## Records shown
--- START ---

Issue #1638, opened 2021-05-13
Login with other services


ghost:
#### Description

Is your feature request related to a problem? If so, please provide a clear and concise description of the problem. E.g., "I'm always frustrated when [...]."

I have some family members who I would like to give access to but will probably result in me being constantly asked for their password. Adding support for providers like auth0 would allow me to enable sending a code via sms or email for them to enter on the page to login as an authentication method which would work better than a link if the web app is added to their home screen.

--- END ---

## Your task
Copy out exactly the lines from the one containing "Is your feature" through the last line above, keeping both end lines.

## Solution
Is your feature request related to a problem? If so, please provide a clear and concise description of the problem. E.g., "I'm always frustrated when [...]."

I have some family members who I would like to give access to but will probably result in me being constantly asked for their password. Adding support for providers like auth0 would allow me to enable sending a code via sms or email for them to enter on the page to login as an authentication method which would work better than a link if the web app is added to their home screen.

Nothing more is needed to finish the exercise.